Exercise => Your result should be the lines holding the word "path", copied from the entries below.

Dataset records below:

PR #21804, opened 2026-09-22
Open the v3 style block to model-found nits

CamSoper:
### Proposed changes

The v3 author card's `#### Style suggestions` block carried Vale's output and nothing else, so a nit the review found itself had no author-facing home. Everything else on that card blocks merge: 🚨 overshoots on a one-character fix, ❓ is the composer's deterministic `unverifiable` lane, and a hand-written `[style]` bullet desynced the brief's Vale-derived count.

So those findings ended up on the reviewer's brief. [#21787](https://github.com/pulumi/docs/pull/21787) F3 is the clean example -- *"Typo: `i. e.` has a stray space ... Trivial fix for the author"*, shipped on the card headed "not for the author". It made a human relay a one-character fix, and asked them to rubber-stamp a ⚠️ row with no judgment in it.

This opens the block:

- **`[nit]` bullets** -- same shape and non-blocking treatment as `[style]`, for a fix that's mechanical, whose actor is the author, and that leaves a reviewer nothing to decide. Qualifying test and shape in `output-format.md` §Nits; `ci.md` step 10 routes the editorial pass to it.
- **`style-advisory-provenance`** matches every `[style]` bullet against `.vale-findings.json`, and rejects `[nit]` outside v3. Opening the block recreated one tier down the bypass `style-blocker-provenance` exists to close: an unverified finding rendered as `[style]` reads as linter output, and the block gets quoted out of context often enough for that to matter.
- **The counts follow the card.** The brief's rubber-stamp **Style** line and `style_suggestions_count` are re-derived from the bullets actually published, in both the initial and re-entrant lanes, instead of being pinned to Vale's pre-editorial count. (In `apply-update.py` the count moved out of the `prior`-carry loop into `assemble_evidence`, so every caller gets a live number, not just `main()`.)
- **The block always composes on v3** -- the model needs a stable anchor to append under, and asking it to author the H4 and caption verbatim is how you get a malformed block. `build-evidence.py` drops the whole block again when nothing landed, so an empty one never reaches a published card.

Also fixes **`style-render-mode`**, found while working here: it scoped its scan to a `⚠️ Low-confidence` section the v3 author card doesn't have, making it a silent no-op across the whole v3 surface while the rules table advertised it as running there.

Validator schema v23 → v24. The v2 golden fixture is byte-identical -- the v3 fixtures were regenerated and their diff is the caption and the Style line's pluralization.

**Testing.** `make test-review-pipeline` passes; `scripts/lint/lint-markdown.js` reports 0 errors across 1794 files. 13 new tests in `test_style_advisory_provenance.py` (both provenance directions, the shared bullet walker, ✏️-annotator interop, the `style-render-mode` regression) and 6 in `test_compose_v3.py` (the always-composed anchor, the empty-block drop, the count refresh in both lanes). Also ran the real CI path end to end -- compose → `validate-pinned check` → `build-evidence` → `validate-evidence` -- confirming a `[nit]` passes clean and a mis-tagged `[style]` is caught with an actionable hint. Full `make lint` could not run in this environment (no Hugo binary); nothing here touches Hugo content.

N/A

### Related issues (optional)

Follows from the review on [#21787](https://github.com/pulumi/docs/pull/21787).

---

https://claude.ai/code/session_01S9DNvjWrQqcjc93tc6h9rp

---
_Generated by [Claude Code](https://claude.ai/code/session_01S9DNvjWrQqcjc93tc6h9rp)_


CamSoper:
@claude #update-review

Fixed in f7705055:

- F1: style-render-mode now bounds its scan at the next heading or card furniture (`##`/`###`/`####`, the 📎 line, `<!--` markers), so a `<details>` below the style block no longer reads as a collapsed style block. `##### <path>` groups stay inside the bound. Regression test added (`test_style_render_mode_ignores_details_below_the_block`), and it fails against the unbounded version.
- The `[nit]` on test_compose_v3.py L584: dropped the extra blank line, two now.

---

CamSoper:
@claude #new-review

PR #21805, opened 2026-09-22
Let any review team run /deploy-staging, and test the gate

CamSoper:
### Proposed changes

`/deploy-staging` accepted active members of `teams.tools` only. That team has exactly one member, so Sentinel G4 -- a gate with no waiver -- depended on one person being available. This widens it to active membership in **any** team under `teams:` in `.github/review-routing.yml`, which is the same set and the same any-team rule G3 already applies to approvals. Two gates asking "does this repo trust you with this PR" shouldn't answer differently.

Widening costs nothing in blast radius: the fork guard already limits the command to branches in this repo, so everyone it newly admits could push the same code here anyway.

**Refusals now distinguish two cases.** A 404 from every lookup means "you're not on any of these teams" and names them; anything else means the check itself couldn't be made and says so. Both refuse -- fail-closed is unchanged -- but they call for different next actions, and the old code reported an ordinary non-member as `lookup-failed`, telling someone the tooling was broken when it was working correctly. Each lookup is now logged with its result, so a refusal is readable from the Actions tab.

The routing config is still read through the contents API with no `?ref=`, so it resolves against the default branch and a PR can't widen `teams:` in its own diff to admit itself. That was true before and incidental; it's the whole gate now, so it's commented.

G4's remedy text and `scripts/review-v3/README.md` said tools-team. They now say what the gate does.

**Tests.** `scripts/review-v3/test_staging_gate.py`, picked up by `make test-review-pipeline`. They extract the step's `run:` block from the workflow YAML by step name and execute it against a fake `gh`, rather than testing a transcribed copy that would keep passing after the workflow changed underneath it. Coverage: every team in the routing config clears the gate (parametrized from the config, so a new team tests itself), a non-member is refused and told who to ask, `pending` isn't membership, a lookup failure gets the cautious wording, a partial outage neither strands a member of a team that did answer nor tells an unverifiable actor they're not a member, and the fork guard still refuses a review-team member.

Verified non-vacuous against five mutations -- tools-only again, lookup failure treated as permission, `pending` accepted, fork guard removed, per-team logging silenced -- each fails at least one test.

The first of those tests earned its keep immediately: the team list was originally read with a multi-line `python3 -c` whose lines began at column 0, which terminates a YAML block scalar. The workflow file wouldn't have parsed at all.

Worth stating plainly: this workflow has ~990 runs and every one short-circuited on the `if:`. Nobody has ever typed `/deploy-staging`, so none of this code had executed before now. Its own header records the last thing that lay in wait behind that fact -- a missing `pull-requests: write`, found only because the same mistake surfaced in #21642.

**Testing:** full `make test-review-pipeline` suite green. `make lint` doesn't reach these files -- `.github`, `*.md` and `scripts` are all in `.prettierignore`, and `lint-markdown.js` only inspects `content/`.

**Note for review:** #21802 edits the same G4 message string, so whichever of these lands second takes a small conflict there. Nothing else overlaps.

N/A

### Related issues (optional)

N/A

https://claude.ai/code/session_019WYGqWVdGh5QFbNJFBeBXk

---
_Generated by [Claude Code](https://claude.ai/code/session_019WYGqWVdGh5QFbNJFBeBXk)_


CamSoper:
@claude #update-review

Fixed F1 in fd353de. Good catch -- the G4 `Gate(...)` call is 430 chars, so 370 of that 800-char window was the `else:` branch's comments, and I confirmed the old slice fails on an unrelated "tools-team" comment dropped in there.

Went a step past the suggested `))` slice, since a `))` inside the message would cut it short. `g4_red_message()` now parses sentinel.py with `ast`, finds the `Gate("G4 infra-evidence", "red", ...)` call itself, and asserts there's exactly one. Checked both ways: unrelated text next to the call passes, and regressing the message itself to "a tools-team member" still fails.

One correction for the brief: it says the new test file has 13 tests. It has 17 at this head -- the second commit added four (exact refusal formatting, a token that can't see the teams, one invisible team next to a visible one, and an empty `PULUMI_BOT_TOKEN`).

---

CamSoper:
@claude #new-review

End of Dataset records.

Your response =>
**Testing.** `make test-review-pipeline` passes; `scripts/lint/lint-markdown.js` reports 0 errors across 1794 files. 13 new tests in `test_style_advisory_provenance.py` (both provenance directions, the shared bullet walker, ✏️-annotator interop, the `style-render-mode` regression) and 6 in `test_compose_v3.py` (the always-composed anchor, the empty-block drop, the count refresh in both lanes). Also ran the real CI path end to end -- compose → `validate-pinned check` → `build-evidence` → `validate-evidence` -- confirming a `[nit]` passes clean and a mis-tagged `[style]` is caught with an actionable hint. Full `make lint` could not run in this environment (no Hugo binary); nothing here touches Hugo content.
- F1: style-render-mode now bounds its scan at the next heading or card furniture (`##`/`###`/`####`, the 📎 line, `<!--` markers), so a `<details>` below the style block no longer reads as a collapsed style block. `##### <path>` groups stay inside the bound. Regression test added (`test_style_render_mode_ignores_details_below_the_block`), and it fails against the unbounded version.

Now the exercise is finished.